I have the following question:
Let $A$ be an $(m \times n)$-matrix and $b$ a vector in $\mathbb{R}^m$. The system of inequalities $Ax \leq b$ has a solution $x \geq 0$, if and only if $yb \geq 0$ for every row-vector $y \geq 0, y \in \mathbb{R}^m$ which satisfies $yA \geq 0 $.
I know how to prove this statement in one direction: ($\implies$)

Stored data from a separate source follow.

PR #4658, opened 2021-01-27
Sourcemaps are datasets

jalvz:
## Checklist


apmpackage/apm/0.1.0/data_stream/sourcemaps/manifest.yml
```diff
@@ -0,0 +1,3 @@
+title: APM sourcemaps
+type: error
```
axw, line 2: Why "error"? Sourcemaps apply to span stacktraces too, and conceivably more in the future (e.g. logs).
However, this reminds me: IIANM, type must be one of "logs", "metrics", or "traces". Sourcemaps are none of these.

PR #4659, opened 2021-01-27
fix make fmt

jalvz:


axw (approved):
Thanks for fixing. One day I'll remember about macOS.

PR #4669, opened 2021-02-01
Rename dataset to avoid ambiguous index pattern generation

jalvz:
## Motivation/summary

Solves the issue described in https://github.com/elastic/kibana/issues/88307#issuecomment-770913428

While we could maybe find a way out with priority ordering, that would introduce unnecessary complexity. 

Happy to replace "user" with something more appropriate if there are better ideas. 

## How to test these changes

Wait for package 0.5.0 release

### DIFF
--- a/apmpackage/apm/0.1.0/data_stream/app_metrics/manifest.yml
+++ b/apmpackage/apm/0.1.0/data_stream/app_metrics/manifest.yml
@@ -1,5 +1,5 @@
 title: APM application metrics
 type: metrics
-dataset: apm.user
+dataset: apm.app
 dataset_is_prefix: true
-ilm_policy: metrics-apm.user_metrics-default_policy
+ilm_policy: metrics-apm.app_metrics-default_policy
--- a/apmpackage/apm/0.1.0/data_stream/app_metrics/manifest.yml
+++ b/apmpackage/apm/0.1.0/data_stream/app_metrics/manifest.yml
@@ -1,5 +1,5 @@
 title: APM application metrics
 type: metrics
-dataset: apm
+dataset: apm.user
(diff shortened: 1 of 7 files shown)


apmpackage/apm/0.1.0/data_stream/app_metrics/manifest.yml
```diff
@@ -1,5 +1,5 @@
 title: APM application metrics
 type: metrics
-dataset: apm
+dataset: apm.user
```
axw, line 3:
```suggestion
dataset: apm.app
```

The title of the stream is "app metrics" after all :)

axw (changes requested):
Thanks, I'd forgotten about that one.

Please delete the checklist section in the description.

simitt:
This PR fixes the apm issue; we still need to find a more generic answer to the question around how to avoid such conflicts right?

apmpackage/apm/0.1.0/data_stream/app_metrics/manifest.yml
jalvz: ha, I was 50/50 between "app" and "user"

axw (approved):

jalvz:
> This PR fixes the apm issue; we still need to find a more generic answer to the question around how to avoid such conflicts right?

There is no much about it, if one dataset name is prefix of another, it is going to be ambiguous. Maybe it can be validated in the package registry.

axw:
Confirmed with BC2 and epr-snapshot. All APM index templates have a prefix of `apm.` on the dataset:

image

Application metrics are being put into `metrics-apm.app.<service>-*` data streams:

image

Assume there exists some $x \in \mathbb{R}^n$ with $x \geq 0$ such that $Ax \leq b$. Choose some $y \in \mathbb{R}^m$ with $y \geq 0$ and $yA \geq 0$. If we multiply the inequality $Ax \leq b$ by $y$ on both sides on the left, we get $y (Ax) \leq yb$ (because $y \geq 0$). Because vector/matrix multiplication is associative, we also obtain $ (yA) x \leq yb $ from this. Since $yA \geq 0$ and $ x \geq 0$, we find $(yA)x \geq 0$. Since $(yA)x \leq yb$, it must also be true that $yb \geq 0$.
My question is, how do we prove this statement in the other direction?
The reverse direction can be solved easily via proof by contradiction.
Let us suppose there exists no $x \geq 0$ such that $A x \leq b$. It implies for all $x \geq 0$, $A x > b$. In that case, for all $ y \geq 0$ such that $y A \geq 0$, we have
$$(yA) x > y b,$$
which for $x = 0$ gives $ y b < 0$, a contradiction.